The research project will run for three years and ends on 31 October 2026. The findings will ensure the long-term further development of German battery cell production. New expertise will strengthen Germany as an industrial location and the products developed will open up new markets. This will create skilled jobs and international competitiveness.
About IoLiTec
IoLiTec Ionic Liquids Technologies GmbH (IOL) was founded in 2003 and is a multi-award-winning innovative technology company that designs and manufactures highly specialised chemical products for various industries and for university research and development. The standard portfolio currently includes around 350 ionic liquids (IL) for laboratory scale and over 20 IL for pilot and industrial scale. IOLITEC also special-ises in R&D services and custom synthesis for IL technology.

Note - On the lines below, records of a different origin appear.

Issue #469, opened 2019-01-04
planning.rb: Don't let binding.pry into production, please ^^


ShamoX:
I got stuck several times in different contextes on a ligne of `planning.rb`. I made a little search of binding.pry and found it only there. Is there a reason why you let this statement inside published code ?
```shell
$ grep binding.pry -rnB 2 lib
lib/fog/openstack/planning/planning.rb-122-    def self.new(attributes)
lib/fog/openstack/planning/planning.rb-123-      require 'pry-byebug'
lib/fog/openstack/planning/planning.rb:124:      binding.pry
```

I'll prepare a pull request.

gildub:
@ShamoX, this was just a debug stanza left behind. Thanks

PR #470, opened 2019-01-04
Remove binding.pry statement and related.

ShamoX:
Fix for #469

### DIFF
--- a/.travis.yml
+++ b/.travis.yml
@@ -1,7 +1,7 @@
 language: ruby
 sudo: false
 before_install:
-  - gem install bundler --version '~> 1.6'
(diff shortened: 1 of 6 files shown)


ShamoX:
Ok, travis builds seems to be broken. I try to fix them

ShamoX:
Maybe I misunderstood the presence of the binding.pry.
If you want to prevent people to use this, maybe we can add a deprecation message and/or raise an exception and direct the developper to `Fog::OpenStack.service_klass(:Compute)` for example ?

aufi:
Thanks for the fix, merging :+1:

PR #473, opened 2019-01-08
Fix typo

alexander-demichev:
Fix typo in method call

@aufi @gildub


aufi:
@alexander-demichev Don't we missing question mark in the end of method?

PR #482, opened 2019-01-17
Add multiattach parameter to volume creation

mansam:
https://bugzilla.redhat.com/show_bug.cgi?id=1660896

@gildub What if anything do I need to do here to support older versions of Cinder that don't know about this parameter?

https://docs.openstack.org/cinder/latest/admin/blockstorage-volume-multiattach.html


gildub:
@mansam, do you mean "How to make volume v2 to support v3"? If yes then version v3 is likely needed.

gildub:
@mansam, I just realized V2 does has multiattach option for create volume. My bad! 
Well V3 is still needed but that's another story. 
Merging now!

PR #483, opened 2019-01-18
Dell ECS requires the Accept header to be set to application/json, too.

boof:
Validated that this now works with our Dell ECS instance. It requires the Accept header to be set to return JSON. If not It'll return XML which will result in a ParseError.


mrhillsman:
recheck

boof:
I think the VCR casettes need to be regenerated.

jablan:
@boof I opened https://github.com/fog/fog-openstack/pull/495

Issue #487, opened 2019-01-31
Problem with number values in connection_params


vadimstroganov:
Hello!

I have a problem with the connection_params, if I specify values consisting only of numbers.

for-core call `coerce_options` for connection_params.

`coerce_options` suggests it takes a Hash and converts all the values to underlying Ruby types. So a username that is only numbers is converted to a number.

After the conversion, the string "12345" is converted to the number 12345. And after that, a request for authentication of OpenStack API is sent.

In this case, OpenStack API in the response body is an empty string.

Then an error occurs. (can't decode JSON; response.body = "")

https://github.com/fog/fog-openstack/blob/master/lib/fog/openstack/auth/token/v3.rb#L58

I already wrote about this here https://github.com/fog/fog-core/issues/247

Probably the best way would be to wrap the parameters after call coerce_options into a string?

vadimstroganov:
I created PR https://github.com/fog/fog-openstack/pull/488

cyrylas:
Is that related to #426? I think I have already fixed that.

vadimstroganov:
No, https://github.com/fog/fog-openstack/pull/426 about `tenantId` and `tenantName` keys.
My problem arises with `openstack_` keys.

vadimstroganov:
In https://github.com/fog/fog-openstack/pull/488 for the keys starting with `openstack_` I call a conversion to string.

PR #488, opened 2019-01-31
Wrap OpenStack API credentials to string

vadimstroganov:
Fix it. https://github.com/fog/fog-openstack/issues/487

### DIFF
--- a/lib/fog/openstack/storage.rb
+++ b/lib/fog/openstack/storage.rb
@@ -113,6 +113,7 @@ module Fog
         end
 
         def initialize(options = {})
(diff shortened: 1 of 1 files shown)


gildub:
@vadimstroganov, 

Thanks for looking into this. I think we could benefit from it across the board by using it at the super level:
https://github.com/fog/fog-openstack/blob/master/lib/fog/openstack/core.rb#L42

gildub:
@vadimstroganov, I looked at this but I don't think this is the right answer for it. We cannot change the options on the fly without having a risk of side effects. If there is an issue with Fog::JSON then we should address it there.

PR #489, opened 2019-02-05
Allow custom filename through Content-Disposition header

cyrylas:
Allow to set filename for downloaded file.
Basically 
fog-openstack_before
becomes
fog-openstack_after

### DIFF
--- a/lib/fog/openstack/storage/requests/get_object_https_url.rb
+++ b/lib/fog/openstack/storage/requests/get_object_https_url.rb
@@ -61,7 +61,7 @@ module Fog
             temp_url_sig: sig_to_hex(hmac.sign(string_to_sign)),
             temp_url_expires: expires
           }
-          query[:filename] = options[:filename] unless options[:filename].nil?
+          query[:filename] = options[:filename] if options[:filename]
 
           temp_url_options = {
             :scheme => scheme,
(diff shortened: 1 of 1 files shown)


lib/fog/openstack/storage/requests/get_object_https_url.rb
```diff
@@ -54,14 +56,19 @@ def create_temp_url(container, object, expires, method, options = {})
           string_to_sign = "#{method}\n#{expires}\n#{object_path_unescaped}"
 
           hmac = Fog::HMAC.new('sha1', @openstack_temp_url_key.to_s)
-          sig  = sig_to_hex(hmac.sign(string_to_sign))
+
+          query = {
+            temp_url_sig: sig_to_hex(hmac.sign(string_to_sign)),
+            temp_url_expires: expires
+          }
+          query[:filename] = options[:filename] unless options[:filename].nil?
```
aufi: Thanks for the PR! Just a nit, it might be easier to read ```query[:filename] = options[:filename] if options[:filename]```

cyrylas: Sure, code updated. Thanks :)

gildub:
@cyrylas, that looks better, thanks!

PR #491, opened 2019-03-08
Merge new master branch to old fix-rubocop one

ShamoX:


ShamoX:
OK, there is still remaining cops offended. But They are much touchy. I don't know when I'll be able to do then and if we can fix them.

gildub:
@ShamoX, that sounds good meanwhile I believe you have to start from latest commit because you PR is containing lots of already committed ones. Thanks

ShamoX:
@gildub I'll work again on this when #521 will be merged since it also alter Rubocop behaviour in a way that seems to me with a higher priority. What do you think ?

ShamoX:
Hello,

Should we merge this and start working on ruby 2.7 and 3.x support (as asked by #522 ) ?

PR #493, opened 2019-06-26
Ensure User's Password is always String

aufi:
When OpenStack User's password was a Number, fog-core coerced it to Numeric type, which caused
HTTP 400 failure leading to print request malformed error message including the password.

Value's coercing function from fog-core is a feature and it should not be changed propably,
so adding String cast directly to OpenStack provider.

Related to https://bugzilla.redhat.com/show_bug.cgi?id=1723180

### DIFF
--- a/lib/fog/openstack/core.rb
+++ b/lib/fog/openstack/core.rb
@@ -172,6 +172,9 @@ module Fog
           instance_variable_set "@#{openstack_param}".to_sym, value
         end
 
+        # Ensure OpenStack User's Password is always a String
+        @openstack_api_key = @openstack_api_key.to_s if @openstack_api_key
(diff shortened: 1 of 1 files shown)


aufi:
Travis fail for Ruby 2.5 seems not related to me (other versions pass).

aufi:
Added Travis fix with bundler https://github.com/fog/fog-openstack/pull/498

aufi:
Travis is :green_apple:

aufi:
Thanks for merge :+1: 

Could we have a new release with this change? @Ladas @gildub @geemus

geemus:
Looks like @ladas pushed a release.

PR #495, opened 2019-07-26
Request JSON from auth server

jablan:
Fixes #483


jablan:
seems there is some problem with bundler versions, the CI failure is not related with the change

PR #201, opened 2019-01-15
[PLATFORM-296] Add wait states to key fields

juhah:
This adds spinners and waiting for the key fields in user profile.


app/src/userpages/components/KeyField/AddKeyField/index.jsx
```diff
@@ -8,18 +8,28 @@ import KeyFieldEditor from '../KeyFieldEditor'
...
     editing: boolean,
+    waiting: boolean,
+    error: ?string,
 }
 
 class AddKeyField extends React.Component<Props, State> {
     state = {
         editing: false,
+        waiting: false,
+        error: undefined,
```
tumppi: Could we use `null` here instead of `undefined`?

app/src/userpages/components/StreamPage/Show/KeyView/index.jsx
```diff
@@ -38,11 +38,14 @@ export class KeyView extends Component<Props> {
         }
     }
 
-    addKey = (key: string) => {
+    addKey = (key: string): Promise<void> => new Promise((resolve, reject) => {
```
tumppi: Hmm, I wonder if this would be cleaner with async/await?

tumppi: I was wondering that does it need to return Promise? I don't see any place that uses `await` or `then` to wait `addKey` completes.

app/src/userpages/components/KeyField/AddKeyField/index.jsx
tumppi: Ah, good to know 👍

PR #202, opened 2019-01-15
[PLATFORM-298] Add saving to profile

juhah:
Add saving to user profile top bar button. Saving doesn't actually work because the API endpoint `/profile/update` is outside the `/api/v1` namespace (same problem happens with changing the password). But that should be changed in the backend so left it as it is for now.

### DIFF
--- a/app/src/shared/modules/user/actions.js
+++ b/app/src/shared/modules/user/actions.js
@@ -173,7 +173,7 @@ export const updateCurrentUserImage = (image: ?string) => (dispatch: Function, g
         })
 }
 
-export const saveCurrentUser = () => (dispatch: Function, getState: Function) => {
+export const saveCurrentUser = () => async (dispatch: Function, getState: Function) => {
     dispatch(saveCurrentUserRequest())
 
     const user = selectUserData(getState())
--- a/app/src/shared/modules/user/actions.js
+++ b/app/src/shared/modules/user/actions.js
@@ -173,12 +173,15 @@ export const updateCurrentUserImage = (image: ?string) => (dispatch: Function, g
         })
 }
 
-export const saveCurrentUser = (user: User) => (dispatch: Function) => {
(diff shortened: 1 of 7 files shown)


app/src/shared/modules/user/actions.js
```diff
@@ -173,12 +173,15 @@ export const updateCurrentUserImage = (image: ?string) => (dispatch: Function, g
         })
 }
 
-export const saveCurrentUser = (user: User) => (dispatch: Function) => {
+export const saveCurrentUser = () => (dispatch: Function, getState: Function) => {
```
mondoreale: How about we change this line to
```js
export const saveCurrentUser = () => async (dispatch: Function, getState: Function) => {
```
? This will make it always return a `Promise` and let us remove that extra `try…catch` block in [`ProfilePage#onSave`](https://github.com/streamr-dev/streamr-platform/pull/202/files#diff-006a5869adcdc369f42f1eeaeb3d220cR51). Thoughts?

juhah: Yea, it's good idea and cleaner solution 👍

app/src/userpages/components/ProfilePage/ProfileSettings/index.jsx
```diff
@@ -77,41 +67,39 @@ export class ProfileSettings extends Component<Props> {
...
-                    </div>
-                </Form>
+                </div>
+                <div className={styles.email}>
+                    <TextInput label="Email" value={user.username || ''} readOnly />
+                </div>
+                <div className={styles.password}>
+                    <ChangePassword.Button />
+                </div>
+                <div className={styles.timezone}>
```
fonty1: I think Timezones are on their way out, is there any point in keeping this SelectInput?

juhah: I have no idea, it's in the design 🤷‍♂️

The Battery LabFactory Braunschweig (BLB) is a research center of the TU Braun-schweig dedicated to the entire value chain of battery cell production. The BLB com-bines the competencies of 18 members in a transdisciplinary approach, three of whom collaborate in NaNaBatt:
About iPAT
The Institute for Particle Technology (iPAT) at the TU Braunschweig, led by Prof. Dr.-Ing. Arno Kwade, deals with process engineering questions related to electrochemical storage technologies, from basic research to process and production technology in industrial electrode manufacturing. The main focus of the work in the field of battery process engineering is the systematic investigation of the process steps of material synthesis, mixing and dispersing, coating, drying, compacting, and post-drying for the manufacturing of electrodes, recycling and safety investigations, as well as the simulation of each process.
About InES
The Schröder working group at the Institute of Energy and Systems Process Engineering at the Technical University of Braunschweig (InES) has many years of experience in the electrochemical analysis of cells and has carried out numerous preliminary studies in the field of optimising Na-based cells and the components used, which are currently being further expanded through operando measurements (gas analysis with GC-MS, confocal microscopy, ultrasound and acoustics). The Novák working group focuses on the electrochemical and operando/online analyses of battery cells and their components, with particular emphasis on clarifying the interactions between the individual components of the composite electrodes in order to better assess the safety and service life of the battery cells.
About IWF
The Chair of Sustainable Production & Life Cycle Engineering at the Institute of Machine Tools and Production Engineering (IWF) at TU Braunschweig, headed by Prof. Dr Christoph Herrmann, has extensive expertise in the ecological, economic and simulative-technological analysis and evaluation of industrial production and recycling process chains. The IWF is a founding member of the Battery Lab-Factory Braunschweig and coordinates the cross-sectional field of "Sustainable value chains and factory systems" with the topics of energy and material flow modelling, factory/process chain simulation as well as life cycle costing (LCC) and life cycle assessment (LCA). The IWF is also responsible for organising the annual International Battery Production Conference (IBPC) in Braunschweig.